### Work to be completed:
Look through the data below for the line with "## Why this approach" and the line with "- Existing redis suites green (132 tests)", then output those two and all lines in between, exactly as written.

(Extracted data entries)
PR #5222, opened 2026-08-03
feat(redis): add decompressed value view for compressed values

### LINKED ISSUE #4248: [Feature] redis新增展示压缩数据的视图
### 数据库类型和版本

通用

### 支持信息

DBX 版本: v0.5.64
运行环境: 桌面端
操作系统: macOS 26.5.2
系统架构: aarch64

### 当前痛点

如果redis中存储了压缩后的数据，不能直观查看内容

Image

### 期望方案

可以参考 another redis desktop的方式

Image

### 优先级（是否紧急）

🟠 P1 重要 · 尽快处理

### 补充信息

_No response_

Abeautifulsnow:
## Summary

Add a read-only **decompressed value view** for Redis values, so users can read
gzip/zlib/deflate-compressed business content (e.g. gzip caches) directly in the
value viewer and member detail sheet instead of inspecting raw bytes.

Closes #4248

## What changed

- **New `redisCompression` module** (`apps/desktop/src/lib/redis/redisCompression.ts`)
  - `decompressRedisValue()` — gzip magic (`1f 8b`) detection → zlib (`DecompressionStream("deflate")`) → raw deflate (`deflate-raw`) fallback, using the browser-native Compression Streams API (no new dependencies)
  - Returns the algorithm that actually succeeded so the UI can label it
  - **50 MiB streaming output cap** (`REDIS_DECOMPRESS_MAX_OUTPUT_BYTES`) via a counting TransformStream — the primary zip-bomb defense; over-limit cancels immediately and keeps no partial content
  - Corrupt data maps to a clean `corrupt` / `limit` / `unsupported` result instead of throwing

- **`RedisValueFormat` extended with `"decompressed"`** — Decompressed appears as the last tab in the existing format picker (STRING value + member detail sheet)

- **Gzip badge** — a `1f 8b` header check shows a one-click "Gzip" badge on the STRING toolbar and the member-detail title bar. The badge never auto-decompresses and is never hidden for large inputs.

- **Failure behavior** — a failed or non-compressed value keeps the original content visible with a non-blocking notice ("Unable to decompress with the selected format" / 50 MiB-limit message). It never replaces the content with an error string and never fakes success.

- **JSON chaining** — decompressed output that is valid JSON renders via the existing `JsonTree` viewer.

- **Copy semantics** — while the Decompressed view is active, the Copy buttons copy the decompressed text (raw value copy remains available on other views).

- **i18n** — 6 new keys across all 8 locales.

## Why this approach

- **Backend untouched** — the frontend already has lossless raw bytes (`RedisBlob.raw_base64`), so no Redis read-protocol changes are needed.
- **Zero new dependencies** — `DecompressionStream` supports gzip/zlib/deflate-raw on WebView2 (Windows/Linux) and WKWebView (macOS 13.3+). Brotli/zstd are not viable cross-platform in the browser; zstd/LZ4/Snappy are deferred for a follow-up evaluation.
- **Read-only** — the decompressed view never writes back, so the original compressed bytes and write semantics are unchanged.

## Testing

- 12 new unit tests for `redisCompression.ts` (gzip/zlib/raw-deflate success, corrupt input, output-cap enforcement, unsupported runtime, empty input)
- Existing redis suites green (132 tests)
- `oxlint` clean; `vue-tsc` clean (no new type errors)
- Note: tests run a spec-faithful `DecompressionStream` mock because Node 22's native adapter crashes the process on corrupt input even when the reader error is caught — the production browser engines follow the spec contract.

## Out of scope (follow-ups)

- fflate fallback for macOS < 13.3 (no `DecompressionStream`) — currently surfaces a non-blocking "not supported" notice
- zstd / LZ4 / Snappy decompression
- Editable/write-back of decompressed values

## 变更类型

- [x] 新功能
- [ ] Bug 修复
- [ ] 性能优化
- [ ] 代码重构
- [ ] 文档更新
- [ ] CI / 构建

## 涉及前端

c8ac297f-0429-4ee7-9ea6-fd6009efe6ae

## 验证

- [ ] `make check` 通过
- [ ] 相关测试通过

## 关联 Issue

Related #4248


t8y2 (changes requested):
There are two correctness/resource-safety issues to address before merging:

### Written response:
## Why this approach

- **Backend untouched** — the frontend already has lossless raw bytes (`RedisBlob.raw_base64`), so no Redis read-protocol changes are needed.
- **Zero new dependencies** — `DecompressionStream` supports gzip/zlib/deflate-raw on WebView2 (Windows/Linux) and WKWebView (macOS 13.3+). Brotli/zstd are not viable cross-platform in the browser; zstd/LZ4/Snappy are deferred for a follow-up evaluation.
- **Read-only** — the decompressed view never writes back, so the original compressed bytes and write semantics are unchanged.

## Testing

- 12 new unit tests for `redisCompression.ts` (gzip/zlib/raw-deflate success, corrupt input, output-cap enforcement, unsupported runtime, empty input)
- Existing redis suites green (132 tests)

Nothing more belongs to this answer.